ACTIVITY:
In the records below, find the line containing "camillevilla: 👍"; give it again exactly, along with every line that follows, and nothing else.

Stored entries:
++++

Issue #671, opened 2017-10-04
Refactor indexing pipeline to use Bibliography model for information extraction


drh-stanford:
The `Bibliography` model has some logic that cleans up data and renders HTML references, etc. We need a way to use the `Bibliography.new(record.to_s)` pattern to load the data into the model during the indexing. Otherwise, we won't get the logic in the model.

See https://github.com/sul-dlss/exhibits/blob/master/lib/traject/bibtex_config.rb#L114-L121 for an example of how we use the Bibliography model in the pipeline.

cmh2166:
Perhaps this is an ideal pairing or tech team discussion opportunity? 

A proposal: 
1. we can first go through some options in traject+ (traject plus our additions from exhibits or DLME) in refactoring the `Bibliographic` model, like the use of macros; 
2. get work started on refactoring as decided for that model in exhibits; 
3. then maybe at least mention or foreshadow other exhibits models, representations, and data sources we currently have or will have that could leverage this work (if not already done somewhere).

I'd prefer if possible this happen when @cbeer could join as well, perhaps early next Monday if he's not available before.

drh-stanford:
@cmh2166 has a feature branch that has several ideas for refactoring here -- https://github.com/sul-dlss/exhibits/blob/671-refactor-traject-cmh2166. Reopening this issue

PR #706, opened 2017-10-09
refactor BibTeX extraction macros

drh-stanford:
This PR is connected to #671 and it does a few things:

1. Migrates all extraction-related code from bib_config into BibTeX macros
2. Reuses some common macros used by DLME (`Macros::General` and `Extraction`)
3. Fixes bug where `\textbackslash` wasn't being properly removed during parsing
4. Consolidates application logic into `Bibliography` model and uses it for `BibReader`

Some benchmarks from my laptop instance:
```
2017-10-09T15:45:36-07:00  INFO Reading from /Users/drh/Local/ParkerProductionBibliography.bib
2017-10-09T15:45:40-07:00  INFO    Indexer with 5 processing threads, reader: BibReader and writer: Traject::DebugWriter
2017-10-09T15:51:10-07:00  INFO finished Indexer#process: 6165 records in 333.451 seconds; 18.5 records/second overall.
```

cc: @cmh2166

### DIFF
--- a/lib/traject/bibtex_config.rb
+++ b/lib/traject/bibtex_config.rb
@@ -2,9 +2,12 @@
 
 require_relative 'bib_reader'
 require_relative 'macros/bibtex'
+require_relative 'macros/general'
+
 require 'bibliography'
 require 'active_support/core_ext/object/blank'
 extend Macros::BibTeX
+extend Macros::General
 
 settings do
   provide 'reader_class_name', 'BibReader'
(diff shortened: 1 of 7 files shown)


lib/traject/bibtex_config.rb
```diff
@@ -17,71 +20,26 @@
...
-
-# Druids are kept as tags (keywords) in the BibTeX::Entry
-to_field 'related_document_id_ssim', lambda { |record, accumulator, _context|
-  record.keywords.to_s.split(',').map(&:strip).each do |druid|
-    accumulator << druid if druid =~ Exhibits::Application.config.druid_regex
-  end
-}
+to_field 'bibtex_ts', extract_bibtex_raw
+to_field 'formatted_bibliography_ts', extract_bibtex_formatted_bibliography
+to_field 'related_document_id_ssim', extract_bibtex_related_document_ids
```
cmh2166: given rec below on adding traject options support to extract_bibtext_field(), this line would become: 

```ruby
to_field 'related_document_id_ssim', extract_bibtex_field(:keywords, split: ',', trim: true, match: Exhibits::Application.config.druid_regex)
``` 


which isn't as pretty in the config, but makes it easier to call on split, trim, match Extraction methods on a varying field mapping basis. This is something @camillevilla could use for the `annote` break later, for example.

lib/traject/bibtex_config.rb
```diff
@@ -17,71 +20,26 @@
...
+to_field 'location_ssi', extract_bibtex_field(:address)
+to_field 'university_ssim', extract_bibtex_field(:school)
+to_field 'edition_ssm', extract_bibtex_field(:edition)
+to_field 'series_ssi', extract_bibtex_field(:series)
+to_field 'thesis_type_ssm', extract_bibtex_field(:type)
+to_field 'volume_ssm', extract_bibtex_field(:volume)
+to_field 'issue_ssm', extract_bibtex_field(:issue)
+to_field 'pages_ssm', extract_bibtex_field(:pages)
+to_field 'doi_ssim', extract_bibtex_field(:doi)
+to_field 'general_notes_ssim', extract_bibtex_field(:annote)
```
cmh2166: Same here as with the changes requested below - once extraction macro support is setup for `extract_bibtext_field`, and annotations are concatenated following whatever character, this can become: 

```
to_field 'general_notes_ssim', extract_bibtex('annote', split: '|', trim: true)
```

discussed briefly with @camillevilla

lib/traject/macros/bibtex.rb
```diff
@@ -9,28 +11,77 @@ module BibTeX
...
+        html = Bibliography.new(record.to_s).to_html
+        doc = Nokogiri::HTML(html)
+        li = doc.at_css('ol li')
+        reference = li.children.to_html if li.present? # extract just the reference from <li>
+        accumulator << reference.to_s
+      end
+    end
+
+    # Druids are kept as tags (keywords) in the BibTeX::Entry
+    def extract_bibtex_related_document_ids
```
cmh2166: if the extraction options are taken into play, this method is no longer needed.

lib/traject/macros/extraction.rb
```diff
@@ -0,0 +1,71 @@
...
+          v.split(splitter)
+        end
+      end
+
+      def transform(values)
+        options.inject(values) { |memo, (step, params)| public_send(step, memo, params) }
+      end
+
+      def translation_map(values, maps)
+        translation_map = Traject::TranslationMap.new(*Array(maps))
```
cmh2166: this is a file for later discussion comment: i think some of the possible metadata tickets (at least for parker as parker is using traject) could benefit from lookups / translation_maps.

lib/traject/macros/bibtex.rb
```diff
@@ -9,28 +11,77 @@ module BibTeX
...
         when :ref_type # use record.type to get BibTeX type
           accumulator << BIBTEX_ZOTERO_MAPPING[record.type] if BIBTEX_ZOTERO_MAPPING.include?(record.type)
         when :year # built-in method in BibTeX::Entry
           accumulator << record.year
-        when :raw # serialization into BibTeX format
-          accumulator << record.to_s
         else # use the dynamically constructed BibTeX method to fetch the field rather than fetch/get
-          accumulator << record.send(key).to_s.presence if record.respond_to?(key)
+          if record.respond_to?(key.to_sym)
+            result = record.send(key.to_sym).to_s.presence
```
cmh2166: below this line, add the following to enable extraction macros to run on the values array:

```
result = Macros::Extraction.apply_extraction_options(result, options)
```

This allows at least the cases that are _not_ handled in lines 71-77 to support the extraction additions. I think a general pattern to highlight with future traject use is to move these sorts of field specific handlers to separate methods to make it really clear they aren't available for similar macros usage.

lib/traject/bibtex_config.rb
drh-stanford: i moved that code into the bibtex macros

lib/traject/bibtex_config.rb
drh-stanford: ok, i'm keeping this little bit of extraction logic in bib_config for now.

lib/traject/macros/extraction.rb
drh-stanford: yes our `:ref_type` uses a translation map that we could use this for

drh-stanford:
@cmh2166 I've made the changes you've requested and I've forced pushed them to this PR. Thanks!

lib/traject/macros/extraction.rb
cmh2166: i can add that set up as a new PR then. thanks!

lib/traject/macros/bibtex.rb
cmh2166: thank you!

lib/traject/macros/extraction.rb
camillevilla: 👍

camillevilla:
Er, @drh-stanford I forgot to ask: can you add something to the CHANGELOG?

++++

TASK RESPONSE:
camillevilla: 👍

camillevilla:
Er, @drh-stanford I forgot to ask: can you add something to the CHANGELOG?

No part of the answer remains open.